Required action »
Using the data below, gather each line that includes the word "histogram".
================================
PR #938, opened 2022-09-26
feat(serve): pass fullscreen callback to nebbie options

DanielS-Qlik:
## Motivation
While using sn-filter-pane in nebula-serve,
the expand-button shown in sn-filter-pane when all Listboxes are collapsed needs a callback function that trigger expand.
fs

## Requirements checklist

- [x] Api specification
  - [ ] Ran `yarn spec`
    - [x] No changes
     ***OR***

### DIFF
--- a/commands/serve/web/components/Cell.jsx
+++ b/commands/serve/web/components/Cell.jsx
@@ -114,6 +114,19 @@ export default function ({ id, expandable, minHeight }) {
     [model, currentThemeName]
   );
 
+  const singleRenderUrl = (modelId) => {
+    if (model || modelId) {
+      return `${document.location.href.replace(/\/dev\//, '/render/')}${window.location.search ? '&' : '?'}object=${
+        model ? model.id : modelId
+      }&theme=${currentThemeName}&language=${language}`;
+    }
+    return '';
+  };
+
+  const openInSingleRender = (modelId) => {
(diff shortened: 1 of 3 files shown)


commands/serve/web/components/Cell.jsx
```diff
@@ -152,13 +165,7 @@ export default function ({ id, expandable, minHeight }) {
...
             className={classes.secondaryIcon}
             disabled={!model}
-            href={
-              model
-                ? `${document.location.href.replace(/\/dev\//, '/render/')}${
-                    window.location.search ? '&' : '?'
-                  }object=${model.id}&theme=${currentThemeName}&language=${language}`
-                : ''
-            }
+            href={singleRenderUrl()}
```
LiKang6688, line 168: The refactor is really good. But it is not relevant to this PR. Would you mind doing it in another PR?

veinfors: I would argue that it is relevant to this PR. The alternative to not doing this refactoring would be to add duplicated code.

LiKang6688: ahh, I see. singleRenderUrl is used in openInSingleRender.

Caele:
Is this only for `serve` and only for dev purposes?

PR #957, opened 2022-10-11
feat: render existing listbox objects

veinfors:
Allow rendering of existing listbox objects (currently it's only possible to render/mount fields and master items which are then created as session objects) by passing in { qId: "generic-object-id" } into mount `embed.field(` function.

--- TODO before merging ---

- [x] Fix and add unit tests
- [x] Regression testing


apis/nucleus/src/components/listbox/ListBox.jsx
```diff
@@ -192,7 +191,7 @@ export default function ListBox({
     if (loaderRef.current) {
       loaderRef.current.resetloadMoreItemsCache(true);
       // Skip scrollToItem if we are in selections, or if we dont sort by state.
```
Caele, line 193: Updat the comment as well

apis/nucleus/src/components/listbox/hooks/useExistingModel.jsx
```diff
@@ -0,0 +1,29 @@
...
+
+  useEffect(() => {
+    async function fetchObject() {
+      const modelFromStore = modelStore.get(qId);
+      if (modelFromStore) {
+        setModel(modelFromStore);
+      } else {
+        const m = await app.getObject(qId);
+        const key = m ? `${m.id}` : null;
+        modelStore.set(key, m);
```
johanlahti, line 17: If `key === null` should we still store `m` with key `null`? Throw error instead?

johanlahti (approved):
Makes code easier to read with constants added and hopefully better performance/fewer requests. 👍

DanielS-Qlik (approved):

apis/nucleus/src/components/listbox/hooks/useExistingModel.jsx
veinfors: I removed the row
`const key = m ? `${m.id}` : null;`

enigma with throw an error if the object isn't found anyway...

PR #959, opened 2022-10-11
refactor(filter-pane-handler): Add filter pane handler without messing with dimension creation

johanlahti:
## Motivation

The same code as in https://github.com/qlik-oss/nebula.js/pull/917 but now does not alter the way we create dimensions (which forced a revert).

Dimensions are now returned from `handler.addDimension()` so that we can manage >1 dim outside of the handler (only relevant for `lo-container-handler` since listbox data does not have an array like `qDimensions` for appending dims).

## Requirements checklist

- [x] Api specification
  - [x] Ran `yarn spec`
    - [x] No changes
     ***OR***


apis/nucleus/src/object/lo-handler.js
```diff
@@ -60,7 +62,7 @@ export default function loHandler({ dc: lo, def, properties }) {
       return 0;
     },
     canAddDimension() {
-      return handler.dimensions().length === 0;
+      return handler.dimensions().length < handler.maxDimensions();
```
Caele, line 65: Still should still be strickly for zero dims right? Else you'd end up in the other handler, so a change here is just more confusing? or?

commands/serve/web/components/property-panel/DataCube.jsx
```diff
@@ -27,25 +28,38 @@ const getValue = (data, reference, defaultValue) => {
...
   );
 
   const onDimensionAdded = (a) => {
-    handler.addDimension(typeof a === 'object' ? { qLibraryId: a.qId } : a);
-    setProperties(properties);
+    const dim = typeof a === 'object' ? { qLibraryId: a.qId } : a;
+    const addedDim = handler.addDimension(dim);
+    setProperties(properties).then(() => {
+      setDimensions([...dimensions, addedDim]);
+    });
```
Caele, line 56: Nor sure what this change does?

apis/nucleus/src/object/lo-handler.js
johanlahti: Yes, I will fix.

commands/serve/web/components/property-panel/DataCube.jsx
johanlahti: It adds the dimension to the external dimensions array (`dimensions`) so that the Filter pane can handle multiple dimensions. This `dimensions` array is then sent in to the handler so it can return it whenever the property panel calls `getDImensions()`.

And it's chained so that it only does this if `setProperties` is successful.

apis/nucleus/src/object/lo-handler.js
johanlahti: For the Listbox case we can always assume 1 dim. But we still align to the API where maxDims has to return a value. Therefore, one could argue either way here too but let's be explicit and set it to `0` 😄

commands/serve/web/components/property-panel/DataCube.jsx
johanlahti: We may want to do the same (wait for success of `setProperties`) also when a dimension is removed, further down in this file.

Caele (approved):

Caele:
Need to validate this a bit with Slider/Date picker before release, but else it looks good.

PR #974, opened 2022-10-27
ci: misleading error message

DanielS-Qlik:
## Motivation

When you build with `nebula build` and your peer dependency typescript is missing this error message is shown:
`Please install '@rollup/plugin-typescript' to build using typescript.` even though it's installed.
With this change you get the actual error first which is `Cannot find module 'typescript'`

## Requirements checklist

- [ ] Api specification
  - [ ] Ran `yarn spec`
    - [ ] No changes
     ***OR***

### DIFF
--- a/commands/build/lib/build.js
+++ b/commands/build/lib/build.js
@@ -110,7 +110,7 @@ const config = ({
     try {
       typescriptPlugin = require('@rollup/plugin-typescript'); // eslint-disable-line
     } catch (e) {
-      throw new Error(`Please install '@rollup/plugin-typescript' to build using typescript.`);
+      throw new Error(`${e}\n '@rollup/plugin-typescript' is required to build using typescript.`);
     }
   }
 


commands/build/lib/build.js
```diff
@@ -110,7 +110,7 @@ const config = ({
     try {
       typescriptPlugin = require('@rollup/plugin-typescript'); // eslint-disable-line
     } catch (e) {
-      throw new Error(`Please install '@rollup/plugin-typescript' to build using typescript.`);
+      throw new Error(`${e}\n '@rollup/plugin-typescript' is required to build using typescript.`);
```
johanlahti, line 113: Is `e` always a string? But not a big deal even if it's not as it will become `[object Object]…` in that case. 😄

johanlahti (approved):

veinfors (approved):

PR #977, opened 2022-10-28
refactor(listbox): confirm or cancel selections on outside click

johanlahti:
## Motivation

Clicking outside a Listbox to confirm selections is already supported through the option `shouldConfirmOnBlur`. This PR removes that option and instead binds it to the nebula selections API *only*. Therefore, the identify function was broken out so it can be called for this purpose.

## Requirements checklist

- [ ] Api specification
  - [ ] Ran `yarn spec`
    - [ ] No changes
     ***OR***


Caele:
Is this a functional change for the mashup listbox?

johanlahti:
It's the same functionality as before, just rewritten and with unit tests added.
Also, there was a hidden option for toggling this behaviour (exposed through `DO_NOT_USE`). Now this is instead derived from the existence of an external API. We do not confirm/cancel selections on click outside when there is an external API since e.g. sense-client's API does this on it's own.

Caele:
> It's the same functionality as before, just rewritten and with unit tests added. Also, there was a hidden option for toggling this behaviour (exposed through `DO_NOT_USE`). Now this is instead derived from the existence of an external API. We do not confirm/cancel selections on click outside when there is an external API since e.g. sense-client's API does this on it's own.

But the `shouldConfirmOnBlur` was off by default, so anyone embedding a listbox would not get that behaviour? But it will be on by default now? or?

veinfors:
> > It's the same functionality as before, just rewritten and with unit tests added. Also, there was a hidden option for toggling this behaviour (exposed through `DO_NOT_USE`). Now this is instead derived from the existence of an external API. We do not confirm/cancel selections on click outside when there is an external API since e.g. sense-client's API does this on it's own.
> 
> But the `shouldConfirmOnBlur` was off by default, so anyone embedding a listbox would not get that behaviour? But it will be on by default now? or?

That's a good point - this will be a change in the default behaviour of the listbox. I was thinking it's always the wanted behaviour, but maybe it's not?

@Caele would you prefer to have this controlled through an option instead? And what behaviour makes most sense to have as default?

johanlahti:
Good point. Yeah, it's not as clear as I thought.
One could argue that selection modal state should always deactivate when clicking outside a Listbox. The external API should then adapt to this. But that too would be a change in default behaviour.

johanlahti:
================================
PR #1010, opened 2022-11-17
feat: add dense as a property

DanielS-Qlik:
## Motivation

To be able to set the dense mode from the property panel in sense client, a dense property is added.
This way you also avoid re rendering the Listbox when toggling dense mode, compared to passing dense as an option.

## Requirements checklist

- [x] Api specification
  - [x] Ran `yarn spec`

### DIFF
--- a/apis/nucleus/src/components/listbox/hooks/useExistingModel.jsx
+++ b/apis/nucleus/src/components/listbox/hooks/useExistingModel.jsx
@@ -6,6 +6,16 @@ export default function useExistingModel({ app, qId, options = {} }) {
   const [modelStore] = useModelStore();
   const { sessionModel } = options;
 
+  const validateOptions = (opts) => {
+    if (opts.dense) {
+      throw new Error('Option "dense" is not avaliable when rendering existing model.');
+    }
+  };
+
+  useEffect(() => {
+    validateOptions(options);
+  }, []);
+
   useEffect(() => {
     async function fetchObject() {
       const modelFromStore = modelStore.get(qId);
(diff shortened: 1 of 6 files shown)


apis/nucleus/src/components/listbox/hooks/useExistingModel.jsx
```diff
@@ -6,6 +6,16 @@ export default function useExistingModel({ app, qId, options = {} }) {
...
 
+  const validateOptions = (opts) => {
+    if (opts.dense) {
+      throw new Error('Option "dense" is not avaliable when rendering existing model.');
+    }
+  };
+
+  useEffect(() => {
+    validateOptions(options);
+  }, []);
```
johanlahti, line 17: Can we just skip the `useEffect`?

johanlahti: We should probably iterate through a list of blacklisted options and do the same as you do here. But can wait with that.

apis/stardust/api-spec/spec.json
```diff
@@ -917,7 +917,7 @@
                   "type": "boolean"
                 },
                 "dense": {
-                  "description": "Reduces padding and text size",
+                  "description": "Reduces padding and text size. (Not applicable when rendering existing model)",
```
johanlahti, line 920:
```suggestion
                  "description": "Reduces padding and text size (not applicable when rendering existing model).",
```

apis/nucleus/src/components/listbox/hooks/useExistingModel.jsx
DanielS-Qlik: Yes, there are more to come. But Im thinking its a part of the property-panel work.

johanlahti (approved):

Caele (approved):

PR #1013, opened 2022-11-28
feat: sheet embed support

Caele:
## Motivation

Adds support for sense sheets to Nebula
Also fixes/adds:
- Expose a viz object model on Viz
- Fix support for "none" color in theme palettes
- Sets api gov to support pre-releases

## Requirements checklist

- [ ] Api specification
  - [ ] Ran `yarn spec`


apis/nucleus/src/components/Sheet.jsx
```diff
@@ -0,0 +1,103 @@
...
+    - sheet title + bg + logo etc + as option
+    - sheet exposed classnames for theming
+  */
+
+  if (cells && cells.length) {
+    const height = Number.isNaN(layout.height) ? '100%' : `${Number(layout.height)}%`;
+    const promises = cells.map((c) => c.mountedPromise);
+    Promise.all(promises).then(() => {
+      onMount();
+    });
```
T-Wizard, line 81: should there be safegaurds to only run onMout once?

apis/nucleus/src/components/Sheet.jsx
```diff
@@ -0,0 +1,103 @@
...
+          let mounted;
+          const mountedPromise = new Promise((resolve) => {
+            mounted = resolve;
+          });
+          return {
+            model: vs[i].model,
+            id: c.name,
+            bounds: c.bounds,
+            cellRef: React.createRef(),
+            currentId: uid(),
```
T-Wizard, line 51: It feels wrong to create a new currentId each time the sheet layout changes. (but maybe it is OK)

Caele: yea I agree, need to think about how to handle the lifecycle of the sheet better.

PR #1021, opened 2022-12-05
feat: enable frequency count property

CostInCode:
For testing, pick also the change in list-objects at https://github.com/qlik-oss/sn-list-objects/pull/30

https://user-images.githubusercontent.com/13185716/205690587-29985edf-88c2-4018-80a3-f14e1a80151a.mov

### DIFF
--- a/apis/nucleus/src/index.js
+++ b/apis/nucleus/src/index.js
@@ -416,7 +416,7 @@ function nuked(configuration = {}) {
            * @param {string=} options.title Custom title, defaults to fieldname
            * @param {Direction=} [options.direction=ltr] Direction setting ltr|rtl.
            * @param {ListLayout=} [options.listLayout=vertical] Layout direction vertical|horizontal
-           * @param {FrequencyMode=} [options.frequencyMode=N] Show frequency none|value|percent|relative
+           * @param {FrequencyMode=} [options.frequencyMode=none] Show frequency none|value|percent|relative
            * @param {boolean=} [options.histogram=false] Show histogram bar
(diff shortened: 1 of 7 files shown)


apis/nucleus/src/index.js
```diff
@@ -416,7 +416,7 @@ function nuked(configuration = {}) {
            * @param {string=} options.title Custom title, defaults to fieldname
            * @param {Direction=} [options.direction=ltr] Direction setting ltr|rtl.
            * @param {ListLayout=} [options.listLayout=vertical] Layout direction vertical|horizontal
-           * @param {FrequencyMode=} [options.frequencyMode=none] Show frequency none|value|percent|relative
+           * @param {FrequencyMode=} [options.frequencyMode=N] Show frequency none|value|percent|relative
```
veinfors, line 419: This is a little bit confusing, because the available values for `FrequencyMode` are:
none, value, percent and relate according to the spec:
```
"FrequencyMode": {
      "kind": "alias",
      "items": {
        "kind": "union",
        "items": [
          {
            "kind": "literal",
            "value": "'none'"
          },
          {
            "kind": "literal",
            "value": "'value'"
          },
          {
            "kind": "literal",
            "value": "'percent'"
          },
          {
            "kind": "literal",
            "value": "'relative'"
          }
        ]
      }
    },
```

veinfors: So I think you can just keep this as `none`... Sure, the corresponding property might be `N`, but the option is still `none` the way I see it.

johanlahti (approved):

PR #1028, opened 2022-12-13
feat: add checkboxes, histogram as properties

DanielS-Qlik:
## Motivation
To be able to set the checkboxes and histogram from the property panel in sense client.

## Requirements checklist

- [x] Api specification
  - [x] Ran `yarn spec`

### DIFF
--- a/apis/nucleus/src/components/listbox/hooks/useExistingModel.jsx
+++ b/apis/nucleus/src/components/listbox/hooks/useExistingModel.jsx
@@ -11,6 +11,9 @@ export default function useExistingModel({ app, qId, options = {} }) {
================================
Solution to this exercise »
            * @param {boolean=} [options.histogram=false] Show histogram bar
feat: add checkboxes, histogram as properties
To be able to set the checkboxes and histogram from the property panel in sense client.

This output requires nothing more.